Akiyama K, Daigen A, Yamada N, Itoh T, Kohira I, Ujike H, Otsuki S
Department of Neuropsychiatry, Okayama University Medical School, Japan.
Brain Res. 1992 Jan 8;569(1):71-7. doi: 10.1016/0006-8993(92)90370-o.
We have previously demonstrated that ibotenate (IBO)-stimulated polyphosphoinositide (PPI) hydrolysis is increased for a long period in the amygdala/pyriform cortex (AM/PC) of amygdala (AM)- and hippocampal (HIPP)-kindled rats. This finding indicates that enhanced function of the PPI-coupled excitatory amino acid (EAA) receptor may be associated with the long-lasting seizure susceptibility of kindling. The present study further examined PPI hydrolysis induced by trans-ACPD, a selective agonist of the metabotropic EAA receptor, as well as by IBO in brain slices of rats kindled from the deep prepiriform cortex (DPC). IBO-stimulated accumulation of [3H]inositol monophosphate ([3H]InsP) was significantly increased in the AM/PC by 162 (P less than 0.0001), 130 (P less than 0.005) and 81% (P less than 0.03) at 24 h, 7 days and 28 days, respectively, after the last kindled seizure, whereas it was increased significantly only at 24 h after the last seizure in the HIPP and did not change at any time in the limbic forebrain (LFB). The IBO-stimulated accumulation of [3H]InsP was significantly increased by 55% (P less than 0.01) in the AM/PC of partially kindled rats reaching an average stage of 3.7, but not in the AM/PC of those remaining at stage 1, 7 days after the last kindled seizure. Trans-ACPD-stimulated PPI hydrolysis was significantly increased in the AM/PC of DPC-kindled rats by 65 (P less than 0.05) and 45% (P less than 0.005) at 7 and 28 days, respectively, after the last kindled seizure. Cis-ACPD-stimulated PPI hydrolysis was also significantly increased in the AM/PC of DPC-kindled rats by 45 (P less than 0.03) and 30% (P less than 0.04) at 7 and 28 days, respectively, after the last seizure. There was no increase in trans-ACPD- or cis-ACPD-stimulated PPI hydrolysis in the HIPP or LFB. These results further confirm our previous studies showing that the metabotropic EAA receptor-stimulated PPI hydrolysis exhibited a long-lasting increase in the AM/PC irrespective of the primary stimulation site for kindling.

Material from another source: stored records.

Issue #800, opened 2021-08-06
Storybook doesn't work without importing css even though mixins are imported


pancaspe87:
**Describe the bug**
When creating a story that imports CSS mixins from an external file, story is not created unless we also import `css`

**To Reproduce**

1. Run project locally
2. Go to 'examples/stories/styled-string.tsx'
3. Remove css`
    text-transform: uppercase;
  ` from the import
4. Remove css from ArrayUse
5. Story doesn't work anymore

**Expected behavior**
Story should be created

**Screenshots**
![image](https://user-images.githubusercontent.com/14813563/128451074-1baf11bf-f560-49af-9784-bbe8696286ed.png)

![image](https://user-images.githubusercontent.com/14813563/128451124-1439be17-48e4-4b69-90bf-90d535b0371d.png)

PR #823, opened 2021-09-10
Fix missing key prop on generated React elements

### LINKED ISSUE #802: Compiled is not adding the key attribute
**Describe the bug**
Consider this component:
```
import '@compiled/react'

const MyComponent = () => {
  return ['foo', 'bar'].map((string) => {
    return (
      <div key={string} css={{ backgroundColor: 'blue' }}>
        {string}
      </div>
    )
  })
}
```

Rendering this component results in the following warning: `Warning: Each child in a list should have a unique "key" prop.`

It seems that the key prop is not added to the element that the library is adding.

**To Reproduce**
See example above

Note: I'm using the following versions:
```
"@compiled/react": "^0.6.13",
"@compiled/babel-plugin": "^0.6.14"
```

JakeLane:
Fixes #802 

Simple change to add a key prop to generated React elements. This will suppress the React warning and remove the performance bug where React will always trigger re-rendering for children components ([per react docs](https://reactjs.org/docs/lists-and-keys.html)).

### DIFF
--- a/packages/babel-plugin/src/css-prop/__tests__/behaviour.test.tsx
+++ b/packages/babel-plugin/src/css-prop/__tests__/behaviour.test.tsx
@@ -615,4 +615,19 @@ describe('css prop behaviour', () => {
 
     expect(actual).toInclude('ax([isPrimary&&"_syaz13q2 _1wybgktf"])');
   });
+
+  it('should retain keys for mapped react components', () => {
+    const actual = transform(`
+      import '@compiled/react';
+      import React from 'react';
+
+      ['foo', 'bar'].map((str) => (
+        <div key={str} css={{ backgroundColor: 'blue' }}>
+          {str}
+        </div>
+      ));
+    `);
+
+    expect(actual).toInclude('<CC key={str}>');
+  });
 });
--- a/packages/babel-plugin/src/css-prop/__tests__/object-literal.test.tsx
+++ b/packages/babel-plugin/src/css-prop/__tests__/object-literal.test.tsx
@@ -729,4 +729,20 @@ describe('css prop object literal', () => {
 
     expect(actual).toInclude('{color:red}');
   });
+
+  it('should retain keys for mapped react components', () => {
+    const actual = transform(`
+        import '@compiled/react';
+
+        ['foo', 'bar'].map((str) => (
+          <div key={str} css={{ backgroundColor: 'blue' }}>
+            {str}
+          </div>
+        ));
+      `);
+
+    console.log(actual);
+    expect(actual).toMatch(/<CC key={.+}>/);
+    expect(actual).toMatch(/<CS key={.+}>/);
+  });
 });
--- a/packages/babel-plugin/src/css-prop/__tests__/object-literal.test.tsx
+++ b/packages/babel-plugin/src/css-prop/__tests__/object-literal.test.tsx
@@ -729,18 +729,4 @@ describe('css prop object literal', () => {
 
     expect(actual).toInclude('{color:red}');
   });
-
-  it('should retain keys for mapped react components', () => {
-    const actual = transform(`
-        import '@compiled/react';
-
-        ['foo', 'bar'].map((str) => (
-          <div key={str} css={{ backgroundColor: 'blue' }}>
-            {str}
-          </div>
-        ));
-      `);
-
-    expect(actual).toInclude('<CC key={str}>');
-  });
 });
--- a/packages/babel-plugin/src/css-prop/__tests__/object-literal.test.tsx
+++ b/packages/babel-plugin/src/css-prop/__tests__/object-literal.test.tsx
@@ -741,8 +741,6 @@ describe('css prop object literal', () => {
         ));
       `);
 
-    console.log(actual);
-    expect(actual).toMatch(/<CC key={.+}>/);
-    expect(actual).toMatch(/<CS key={.+}>/);
+    expect(actual).toInclude('<CC key={str}>');
   });
 });
--- a/packages/babel-plugin/src/utils/ast-builders.tsx
+++ b/packages/babel-plugin/src/utils/ast-builders.tsx
@@ -369,6 +369,34 @@ const styledTemplate = (opts: StyledTemplateOpts, meta: Metadata): t.Node => {
   }) as t.Node;
 };
 
+const getKeyAttributeExpression = (node: t.Expression): t.Expression | null => {
+  if (!t.isJSXElement(node)) {
+    return null;
+  }
+
+  const keyAttribute = node.openingElement.attributes.find(
+    (attribute) => t.isJSXAttribute(attribute) && attribute.name.name === 'key'
+  ) as t.JSXAttribute | undefined;
+
+  if (
+    !keyAttribute ||
+    !t.isJSXExpressionContainer(keyAttribute.value) ||
+    !t.isExpression(keyAttribute.value.expression)
+  ) {
+    return null;
+  }
+
+  return keyAttribute.value.expression;
+};
+
+const buildKeyAttribute = (expression: t.Expression, label: string) =>
+  generate(
+    t.jsxAttribute(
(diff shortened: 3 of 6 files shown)


packages/babel-plugin/src/css-prop/__tests__/object-literal.test.tsx
```diff
@@ -729,4 +729,20 @@ describe('css prop object literal', () => {
...
+        import '@compiled/react';
+
+        ['foo', 'bar'].map((str) => (
+          <div key={str} css={{ backgroundColor: 'blue' }}>
+            {str}
+          </div>
+        ));
+      `);
+
+    console.log(actual);
```
MonicaOlejniczak, line 744: You shouldn't need to log the actual here, since jest will output it for you when there is a mismatch. I presume this is lingering code though

packages/babel-plugin/src/css-prop/__tests__/object-literal.test.tsx
```diff
@@ -729,4 +729,20 @@ describe('css prop object literal', () => {
...
+    expect(actual).toMatch(/<CC key={.+}>/);
```
MonicaOlejniczak, line 745: You could be more explicit and replace this with:

```javascript
  '<CC key="foo">',
  '<CS key="foo">',
  '<CC key="bar">',
  '<CS key="foo">',
]);
```

Or if you want to be a bit more programmatic:

```javascript
expect(actual).toIncludeMultiple(['foo', 'bar'].flatMap((name) => [
  `<CC key="${name}">`,
  `<CS key="${name}">`,
]));
```

Though if you remove the key on `CS` (refer to another comment), then it can be simplified to just `map`.

packages/babel-plugin/src/utils/ast-builders.tsx
```diff
@@ -380,10 +408,14 @@ const styledTemplate = (opts: StyledTemplateOpts, meta: Metadata): t.Node => {
...
   const nonceAttribute = meta.state.opts.nonce ? `nonce={${meta.state.opts.nonce}}` : '';
 
+  const keyAttributeExpression = getKeyAttributeExpression(node);
+
   return template(
     `
-  <CC>
-    <CS ${nonceAttribute}>{%%cssNode%%}</CS>
+  <CC ${keyAttributeExpression ? buildKeyAttribute(keyAttributeExpression, '--cc') : ''}>
+    <CS ${
```
MonicaOlejniczak, line 416: The key should only be needed on the first node in the list (i.e. `CC`) — you should be able to remove this

packages/babel-plugin/src/utils/ast-builders.tsx
```diff
@@ -369,6 +369,34 @@ const styledTemplate = (opts: StyledTemplateOpts, meta: Metadata): t.Node => {
...
+  const keyAttribute = node.openingElement.attributes.find(
+    (attribute) => t.isJSXAttribute(attribute) && attribute.name.name === 'key'
+  ) as t.JSXAttribute | undefined;
+
+  if (
+    !keyAttribute ||
+    !t.isJSXExpressionContainer(keyAttribute.value) ||
+    !t.isExpression(keyAttribute.value.expression)
+  ) {
+    return null;
```
MonicaOlejniczak, line 386: `return;` and `return undefined;` is used more frequently in the codebase. Either is generally more preferential to `null`, see: https://basarat.gitbook.io/typescript/recap/null-undefined#final-thoughts

packages/babel-plugin/src/utils/ast-builders.tsx
```diff
@@ -369,6 +369,34 @@ const styledTemplate = (opts: StyledTemplateOpts, meta: Metadata): t.Node => {
   }) as t.Node;
 };
 
+const getKeyAttributeExpression = (node: t.Expression): t.Expression | null => {
+  if (!t.isJSXElement(node)) {
+    return null;
+  }
+
+  const keyAttribute = node.openingElement.attributes.find(
```
MonicaOlejniczak, line 377: You should prefer a type guard over casting here:

```typescript
const isKeyAttribute = (attribute: t.JSXAttribute | t.JSXSpreadAttribute): attribute is t.JSXAttribute =>
    t.isJSXAttribute(attribute) && attribute.name.name === 'key';

const keyAttribute = node.openingElement.attributes.find(isKeyAttribute);
```

packages/babel-plugin/src/utils/ast-builders.tsx
```diff
@@ -380,10 +408,14 @@ const styledTemplate = (opts: StyledTemplateOpts, meta: Metadata): t.Node => {
 export const compiledTemplate = (node: t.Expression, sheets: string[], meta: Metadata): t.Node => {
   const nonceAttribute = meta.state.opts.nonce ? `nonce={${meta.state.opts.nonce}}` : '';
 
+  const keyAttributeExpression = getKeyAttributeExpression(node);
+
   return template(
     `
-  <CC>
-    <CS ${nonceAttribute}>{%%cssNode%%}</CS>
+  <CC ${keyAttributeExpression ? buildKeyAttribute(keyAttributeExpression, '--cc') : ''}>
```
MonicaOlejniczak, line 415: You should be able to use the original `key` expression here, without appending `--cc`

packages/babel-plugin/src/css-prop/__tests__/object-literal.test.tsx
JakeLane: yeah forgot we don't have an eslint rule to disallow this :s

packages/babel-plugin/src/utils/ast-builders.tsx
JakeLane: I assumed the same but React was complaining about duplicate keys. I suspect storybook may about been mounting the story twice in the same tree for some reason - I'll double check this

packages/babel-plugin/src/utils/ast-builders.tsx
JakeLane: Same concern as https://github.com/atlassian-labs/compiled/pull/823#discussion_r707842373

packages/babel-plugin/src/utils/ast-builders.tsx
JakeLane: Yep, that is the case - I could only remove these if I did a `yarn clean`. This could be related to https://github.com/atlassian-labs/compiled/issues/800 . I'll look into this as this is breaking the dev loop.

MonicaOlejniczak: Let me take a look at this as well, since I thought the new babel setup fixed it and I forgot to close out that issue

packages/babel-plugin/src/css-prop/__tests__/object-literal.test.tsx
```diff
@@ -729,4 +729,18 @@ describe('css prop object literal', () => {
 
     expect(actual).toInclude('{color:red}');
   });
+
+  it('should retain keys for mapped react components', () => {
```
MonicaOlejniczak, line 733: You should add one test for styled components like you have for the css prop here

JakeLane: There's no key added to the generated react components because it's not needed

packages/babel-plugin/src/css-prop/__tests__/behaviour.test.tsx
```diff
@@ -615,4 +615,19 @@ describe('css prop behaviour', () => {
 
     expect(actual).toInclude('ax([isPrimary&&"_syaz13q2 _1wybgktf"])');
   });
+
+  it('should retain keys for mapped react components', () => {
+    const actual = transform(`
+        import '@compiled/react';
```
MonicaOlejniczak, line 621: /nit should be de-indented by 1

MonicaOlejniczak (dismissed):

MonicaOlejniczak (approved):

我们之前已经证明,在杏仁核(AM)和海马体(HIPP)点燃的大鼠的杏仁核/梨状皮质(AM/PC)中,鹅膏蕈氨酸(IBO)刺激的多磷酸肌醇(PPI)水解会长期增加。这一发现表明,PPI偶联的兴奋性氨基酸(EAA)受体功能增强可能与点燃的长期癫痫易感性有关。本研究进一步检测了代谢型EAA受体的选择性激动剂反式-ACPD以及IBO在深部梨状前皮质(DPC)点燃的大鼠脑片中诱导的PPI水解。在最后一次点燃发作后的24小时、7天和28天,IBO刺激的[3H]肌醇单磷酸([3H]InsP)积累在AM/PC中分别显著增加了162%(P<0.0001)、130%(P<0.005)和81%(P<0.03),而在HIPP中仅在最后一次发作后的24小时显著增加,在边缘前脑(LFB)中任何时候都没有变化。在最后一次点燃发作7天后,部分点燃至平均3.7期的大鼠的AM/PC中,IBO刺激的[3H]InsP积累显著增加了55%(P<0.01),但处于1期的大鼠的AM/PC中没有增加。在最后一次点燃发作后的7天和28天,反式-ACPD刺激的PPI水解在DPC点燃的大鼠的AM/PC中分别显著增加了65%(P<0.05)和45%(P<0.005)。顺式-ACPD刺激的PPI水解在最后一次发作后的7天和28天,在DPC点燃的大鼠的AM/PC中也分别显著增加了45%(P<0.03)和30%(P<0.04)。在HIPP或LFB中,反式-ACPD或顺式-ACPD刺激的PPI水解没有增加。这些结果进一步证实了我们之前的研究,即无论点燃的主要刺激部位如何,代谢型EAA受体刺激的PPI水解在AM/PC中都表现出长期增加。